At first it sounded ridiculous. But the more I thought about it, the more it made perfect sense. When you let go, the other team falls, there’s nothing left to pull against, and most importantly—you can’t get dragged into the mud.
When you’re focused on winning, your eyes stay glued on the other team.
You end up in a battle of stamina and ego: two forces pulling with everything they’ve got, but nobody actually making any progress.
But if your goal is simply not falling into the mud yourself, the answer becomes painfully obvious:
Let go.
I didn’t truly understand this until my divorce—and more specifically, the aftermath with my children. Full of malicious lies their dad had them emotionally investing in every argument, every accusation, every dramatic turn. And there I was, pulling with all my strength, trying to protect them from the very rope they were already clutching.

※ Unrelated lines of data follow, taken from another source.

PR #451, opened 2018-03-13
Added `get_dialect` func to have ability to pass `json_serializer`

Gr1N:
Hi,

I would like to introduce simple change. In my cases I want to use another JSON serializer, for now I need to copy whole dialect initialization code into my sources. I don't want to do this. So in PR you can find new function called `get_dialect`. Changes backward compatible, but I'm open to make any changes and improvements.

Best regards


Gr1N:
@vir-mir could you please release new version of package?

vir-mir:
@Gr1N no, I do not release releases

@asvetlov  when the new release?

PR #370, opened 2019-09-03
Conditionally add port_forwarding to l3_extension_plugins

dshcherb:
Adds port_forwarding which is an extension to an l3 agent to support the
port forwarding feature.

See LP: #1842353

Partial-Bug: #1842353


dshcherb:
https://review.opendev.org/#/c/679694/ - for context

PR #371, opened 2019-09-08
Allow overriding usage of cache for hookenv config

hloeung:
In certain cases, we may not want to use the cached results from
config-get such as when hook is run as a non-root user and does not
have access to the cache file (currently charm/.juju-persistent-config).

### DIFF
--- a/charmhelpers/core/hookenv.py
+++ b/charmhelpers/core/hookenv.py
@@ -391,7 +391,7 @@ class Config(dict):
 _cache_config = None
 
 
-def config(scope=None):
+def config(scope=None, use_cache=True):
     """
     Get the juju charm configuration (scope==None) or individual key,
     (scope=str).  The returned value is a Python data structure loaded as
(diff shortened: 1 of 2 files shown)


hloeung:
https://bugs.launchpad.net/ubuntu-repository-cache/+bug/1828658

ajkavanagh:
I don't think this is correct, but I may be misunderstanding the use case.  `.juju-persistent-config` *ought* to only be read by root, as charms only ever run as root (I think)?  i.e. there might be sensitive data in the config that shouldn't be world readable?  I guess the main question is why a hook would be run as a non-root user?

hloeung:
Right, in this case, the u-r-c charm switches uids to a non-root user - it still has access to the JUJU_* environment variables and able to call config-get etc. This looks like a one off and likely just poorly designed in the u-r-c charm.

In any case, I'll close this PR off.

PR #380, opened 2019-10-03
Allow OpenStack deployments from PPA packages

thedac:
When using a PPA for an OpenStack package the current implementation
throws errors because it cannot determine the OpenStack version from
the openstack-origin. It also makes terrible assumptions about which
version of OpenStack is in use when unable to determine it from
openstack-origin.

This change does the following:
 * Gracefully handles if the openstack-origin is not a known source.
 * Uses a sane default for os_relase base, by determining the default
   OpenStack release for the currently deployed Ubuntu series.


javacruft:
Some unit tests are failing which look related to this PR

The more I pulled back, the tighter they held on—to him, to his version of the story, to their compassion for him as the wronged heartbroken husband.
The divorce itself dragged on longer than it should have. The spousal support was supposed to be straightforward. Line up the incomes and do the math, simple. Instead, it became a circus: he quit his job, claimed poverty, worked under the table, and even brought our daughter to a spousal support trial. Who does that to their child?

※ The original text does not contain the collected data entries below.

PR #381, opened 2019-10-04
Stop duplicate ops being added to CephBrokerRq

gnuoy:
If an op already exists in a CephBrokerRq then there is no
reason to add it again.

### DIFF
--- a/charmhelpers/contrib/storage/linux/ceph.py
+++ b/charmhelpers/contrib/storage/linux/ceph.py
@@ -1185,6 +1185,17 @@ class CephBrokerRq(object):
             self.request_id = str(uuid.uuid1())
         self.ops = []
 
+    def add_op(self, op):
+        """Add an op if it not already in the list.
+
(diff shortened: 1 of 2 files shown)


charmhelpers/contrib/storage/linux/ceph.py
```diff
@@ -1185,6 +1185,17 @@ def __init__(self, api_version=1, request_id=None):
...
+    def add_op(self, op):
+        """Add an op if it is not already in the list.
+
+        :param op: Operation to add.
+        :type op: dict
+        """
+        for existing_op in self.ops:
+            if op == existing_op:
+                return
+        self.ops.append(op)
```
javacruft: Won't this do the same:

if op not in self.ops:
   self.ops.append(op)

gnuoy: Err, yes, thats much nicer.

PR #390, opened 2019-11-11
ufw: Allow use of `prepend` keyword when inserting rules

fnordahl:


charmhelpers/contrib/network/ufw.py
```diff
@@ -236,29 +237,45 @@ def default_policy(policy='deny', direction='incoming'):
...
     :param action: `allow` or `delete`
+    :type action: str
     :param index: if different from None the rule is inserted at the given
                   `index`.
+    :type index: Optional[int]
+    :param prepend: Whether to insert the rule before all other rules matching
+                    the rule's IP type.
+    :type prepend: bool
+    :param comment: Create the rule with a comment
+    :type comment: Optional[str]
```
ajkavanagh: TIL about `Optional`.  I've been using `Union[None,...]` but this is better and more correct.

charmhelpers/contrib/network/ufw.py
```diff
@@ -35,8 +35,9 @@
   >>> ufw.enable()
   >>> ufw.service('4949', 'close')  # munin
 """
-import re
 import os
+import re
```
ajkavanagh: Is `re` being used?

A trial that was supposed to be two days stretched into a full week. In the end, the judge saw right through him and deemed him “not a credible witness.” Support was awarded based on what he should’ve been earning… a momentary victory. Because he never paid a single dollar.
And I was left with a painful question:
Do I keep bleeding money to fight for money I’ll never see?
And what is this endless tug-of-war doing to my children?
Letting go wasn’t some enlightened, graceful realization. At first, it felt like failure. When I finally loosened my grip, I didn’t feel victorious — I felt empty-handed. It felt like he got away with everything and I ended up with nothing. He got the town we lived in. He got the house. He got the kids. He kept his life intact. I walked away without a home, without security, and without any idea who I was anymore. Worst of all, without justice.
Everyone could see he was lying, manipulating, performing. Even the judge. But no one could stop it. Not even the law. That kind of injustice lives in a deep place of helplessness.
And part of the reason I held on so long was this:
I didn’t want to feel like a victim again.
After years of swallowing every disappointment to keep the peace, fighting back felt necessary. Like reclaiming my voice, my self-respect.
But then came the moment—the shift I didn’t see coming.
The moment where love outweighed pride… where motherhood outweighed the urge to win.
I realized my biggest motivator for letting go wasn’t justice. It was them.
As long as I was holding that rope, they were stuck in the middle.
As long as I kept pulling back, he had something to pull against.
And the uglier things got, the more he used them as leverage.
Letting go meant he had no one left to fight.
No audience.
No opponent.
No rope.
Without me as his outlet, he had to show up in life as exactly who he is: angry, bitter, obsessed. That ugliness is becoming visible without me standing there as his excuse.
So I let it drop.
I fired my attorney.
I stopped responding to bait.
I stopped explaining myself.
I stopped trying to tug my kids away from his lies.
Letting go was absolutely what I needed for my own peace — but the truth is, I did it for them. I couldn’t let this battle stretch out into years and pretend I wasn’t part of the damage. Staying in the fight would’ve made me no better than him.
I walked away with no money, no safety net, and no idea what the future held.
But I also walked away with something far more valuable:
No drama. No debt. No chaos. No looking back.
My relationship with my children still isn’t repaired. The lies run deep, and they are still tangled in the fog of manipulation. But I can sleep at night knowing this: I didn’t drag them into the mud with me. I didn’t weaponize them. I didn’t make them carry the stories that belonged to adults.
I can look in the mirror and know the truth.
I let go of the rope.
And in doing so, I saved myself — and I gave my children the only chance they had to eventually save themselves too.